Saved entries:
PR #226, opened 2023-03-01
Hierarchy Filter (first pull request)

GretchenSchowalter:
I've added the hierarchy filter to the codelist.py file, and two different tests to the test_codelist.py. 

Short explanation: The filter requires two arguments: self and the particular hierarchy you want to filter for. The first step in the function is the creation of an empty list called countries. Then iterating through the values of the self.mapping.values(), we then can compare if the hierarchy for each region matches the hierarchy argument. If so, then the name of that country is appended to the countries[] list. Once the computer has iterated through self.mapping.values(), it then checks if the countries[] list is empty. If not, then filter has worked and it returns the list of names. If the countries[] list is still empty, then either the hierarchy argument inputted is not used for the particular model, or the hierarchy argument has a typo.

I have just a couple questions: 
1) Right now the hierarchy_filter(hierarchy: str) returns a List[str] with just the names of each of the regions that compose that particular hierarchy. Would it be better if the filter instead returned List[Code]? 

2) Would it be helpful to add another level of filtration? For example, print(hierarchy_filter(R5)) prints OECD & EU, Asia, Reforming economies, Latin America, Middle East, and Other. Then one step further, print(hierarchy_filter(OECD & EU)) prints Australia, Austria, Belgium,..., United States.


danielhuppmann:
Thanks for the initial PR, @GretchenSchowalter! To directly answer your first question, I think that ideally, the filter-option should return a `RegionCodeList` instance (downselected to the relevant items). This way, a user can easily "chain" multiple operations.

GretchenSchowalter:
Okay! Thanks for the feedback! I've updated the code, so I will make another pull request soon.

danielhuppmann:
No need to close the PR and start a new one, @GretchenSchowalter - simply add new commits to this branch…

nomenclature/codelist.py
```diff
@@ -542,3 +543,28 @@ def from_directory(cls, name: str, path: Path, file_glob_pattern: str = "**/*"):
...
+        -------
+        RegionCodeList
+            Returns a list of the component regions of the inputted hierarchy.
+        """
+
+        mapping = {k: v for (k, v) in self.mapping.items() if v.hierarchy == hierarchy}
+        if mapping:
+            return RegionCodeList(name=f"{hierarchy}", mapping=mapping)
+        else:
+            raise ValueError(f"No hierarchy found for {hierarchy}.")
```
danielhuppmann, line 570:
```suggestion
            raise ValueError(f"Hierarchy level does not exist: {hierarchy}")
```

nomenclature/codelist.py
```diff
@@ -542,3 +543,28 @@ def from_directory(cls, name: str, path: Path, file_glob_pattern: str = "**/*"):
             mapping[code.name] = code
 
         return cls(name=name, mapping=mapping)
+
+    def hierarchy_filter(self, hierarchy: str) -> "RegionCodeList":
```
danielhuppmann, line 547: Suggest to rename that for simplicity (and adding other filter options later).
```suggestion
    def filter(self, hierarchy: str) -> "RegionCodeList":
```

danielhuppmann (commented):
Two additional minor comments...

nomenclature/codelist.py
```diff
@@ -542,3 +543,28 @@ def from_directory(cls, name: str, path: Path, file_glob_pattern: str = "**/*"):
...
+
+        Returns
+        -------
+        RegionCodeList
+            Returns a list of the component regions of the inputted hierarchy.
+        """
+
+        mapping = {k: v for (k, v) in self.mapping.items() if v.hierarchy == hierarchy}
+        if mapping:
+            return RegionCodeList(name=f"{hierarchy}", mapping=mapping)
```
phackstock, line 568: `hierachy` is already a string and you're not concatenating it with anything else so no need for an f-string here:
```suggestion
            return RegionCodeList(name=hierarchy, mapping=mapping)
```

On a related note I'm not sure if we should "rename" the resulting RegionCodeList. This `RegionCodeList(name=self.name, mapping=mapping)` might be fine as well but that's more of a design question.

nomenclature/codelist.py
```diff
@@ -542,3 +543,28 @@ def from_directory(cls, name: str, path: Path, file_glob_pattern: str = "**/*"):
...
+        ValueError
+            If User inputs a typo or a hierarchy not compatible with the given model.
+
+        Returns
+        -------
+        RegionCodeList
+            Returns a list of the component regions of the inputted hierarchy.
+        """
+
+        mapping = {k: v for (k, v) in self.mapping.items() if v.hierarchy == hierarchy}
```
phackstock, line 566: Nice work on using a dict comprehension here :+1:. 
Minor technicality, you don't need the parentheses around the `k, v`:
```suggestion
        mapping = {k: v for k, v in self.mapping.items() if v.hierarchy == hierarchy}
```

phackstock (changes requested):
Looks quite good to me, nice work @GretchenSchowalter.
Just two minor comments below.

nomenclature/codelist.py
```diff
@@ -542,3 +543,28 @@ def from_directory(cls, name: str, path: Path, file_glob_pattern: str = "**/*"):
...
+        if mapping:
+            return RegionCodeList(name=f"{hierarchy}", mapping=mapping)
+        else:
+            raise ValueError(f"Hierarchy level does not exist: {hierarchy}")
```
phackstock, line 570: Maybe you could also provide the available hierarchy levels here.

tests/test_codelist.py
```diff
@@ -1,203 +1,231 @@
...
+    assert obs == exp
+    
+    
+def test_RegionCodeList_hierarchy_filter_ValueError():
+    """Test that verifies the filter gives error when user inputs an unrecognizeable
+    hierarchy"""
+    
+    # read RegionCodeList
+    rcl = RegionCodeList.from_directory("Region", TEST_DATA_DIR / "region_codelist")
+    match = "Hierarchy level does not exist: R77."
```
phackstock, line 229: I think this test is currently failing because `match` is a regular expression where "." means _match anything_.
If you leave out the dot it should be all good. If you actually want to match for the . character and not for anything you'd need to escape it. If I recall correctly that should work like this: "\." or "\\.".

phackstock (approved):
Looks good to me, thanks @GretchenSchowalter. 
The one open question is if we should add this new feature formally to the docs or if this is more of an internal one anyway. @danielhuppmann, what are your feelings on that?

nomenclature/codelist.py
```diff
@@ -542,3 +541,47 @@ def from_directory(cls, name: str, path: Path, file_glob_pattern: str = "**/*"):
...
+        Returns
+        -------
+        RegionCodeList
+            Returns a list of the component regions of the inputted hierarchy.
+        """
+
+        mapping = {k: v for k, v in self.mapping.items() if v.hierarchy == hierarchy}
+        if mapping:
+            return RegionCodeList(name=self.name, mapping=mapping)
+        else:
```
danielhuppmann, line 565: This is a nice error message and elegant code, but it is a lot of code and will be hard to maintain going forward. Better to simply raise: 
```python
f"Filtered RegionCodeList is empty: hierarchy={hierarchy}\nUse `RegionCodeList.hierarchy` for available items."
```

And then add a placeholder
```python
def hierarchy(self):
    raise NotImplementedError("This method is not yet implemented.")
```

And you can add this method as a future PR.

danielhuppmann (changes requested):
Thanks for moving forward, @GretchenSchowalter - a few more suggestions inline.

nomenclature/codelist.py
```diff
@@ -542,3 +541,41 @@ def from_directory(cls, name: str, path: Path, file_glob_pattern: str = "**/*"):
             mapping[code.name] = code
 
         return cls(name=name, mapping=mapping)
+
```
phackstock, line 544: `hierarchy` would need to be a property if it should be called like this `RegionCodeList.hierarchy` as mentioned in the error message in line 579:

```suggestion
    @property
```

As it currently stands you'd have to use `RegionCodeList.hierarchy()`.

danielhuppmann: I think that a property is more appropriate given the rest of the API...

danielhuppmann: e.g., you can do 
```python
RegionCodeList["Some Region"].hierarchy
```
gives the hierarchy for a particular region
```python
RegionCodeList.hierarchy
```
gives the list of all hierarchy levels

danielhuppmann (approved):
Looks good to me! Thanks @GretchenSchowalter, and congrats for your first successful PR!

PR #229, opened 2023-03-08
Remove unnecessary test module

phackstock:
Found a file that should not have been in the package. 
Removing it.


danielhuppmann (approved):
Thanks!

PR #232, opened 2023-03-16
Adding to hierarchy method in codelist.py

GretchenSchowalter:
I added short bit of code that updates the hierarchy method in codelist.py which currently returns a NotImplementedError.

I've created a sorted list from a set of all the possible hierarchies for one .yaml file. This code simply returns this list of strings to the user.


nomenclature/codelist.py
```diff
@@ -543,8 +543,21 @@ def from_directory(cls, name: str, path: Path, file_glob_pattern: str = "**/*"):
         return cls(name=name, mapping=mapping)
 
     @property
-    def hierarchy(self):
-        raise NotImplementedError("This method is not yet implemented.")
+    def hierarchy(self) -> List[str]:
+        """Return List of strings of available hierarchies to filter
```
danielhuppmann, line 547: It's obvious that the returned object is a list of strings from the signature, no need to repeat. Also, the method is not only relevant for filtering, so no to write that
```suggestion
        """Return the hierarchies defined in the RegionCodeList
```

nomenclature/codelist.py
```diff
@@ -543,8 +543,21 @@ def from_directory(cls, name: str, path: Path, file_glob_pattern: str = "**/*"):
...
+        List[str]
+
+        """
+
+        # creates a sorted list of strings from a set with
+        # all available hierarchy options
+        avail_ops: List[str] = sorted(
+            list({v.hierarchy for v in self.mapping.values()})
+        )
+        return avail_ops
```
danielhuppmann, line 560: Make it one line... Also, list comprehension is easier to read, I think...
```suggestion
        return sorted([v.hierarchy for v in self.mapping.values()])
```

danielhuppmann (commented):
Thanks! But please check one thing - at the moment, the `region_codelist` used for the test has exactly one region per hierarchy. I believe that your current implementation would have duplicates if there are multiple regions in a hierarchy. Please extend the test-region-codelist (e.g., by adding an "Another Country"), and extend the code to remove duplicates from the returned list.

tests/test_codelist.py
```diff
@@ -203,29 +203,38 @@ def test_to_yaml_from_directory(tmp_path):
     )
 
 
-def test_RegionCodeList_hierarchy_filter():
+def test_RegionCodeList_filter():
```
phackstock, line 206: Do you need the extra attributes here if you're just testing for the hierarchy filtering?
I don't think you're actually using them to test anything so I would cut them out here and of the region.yaml file.
`hierarchy` and `file` you can just add when you're creating the Code objects making for a shorter test.

danielhuppmann: Disagree, the "file" attribute is added automatically at initialization of the **RegionCodeList** instance from a file - so you have to add it to ensure equality between expected and observed objects.

phackstock (approved):
Looks all good to me thanks @GretchenSchowalter :+1:.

* _What the task asks_: Restate, word for word and with nothing added, the lines from the beginning of the records above through the line that contains "I've added the".

* _Output of the exercise_:
PR #226, opened 2023-03-01
Hierarchy Filter (first pull request)

GretchenSchowalter:
I've added the hierarchy filter to the codelist.py file, and two different tests to the test_codelist.py. 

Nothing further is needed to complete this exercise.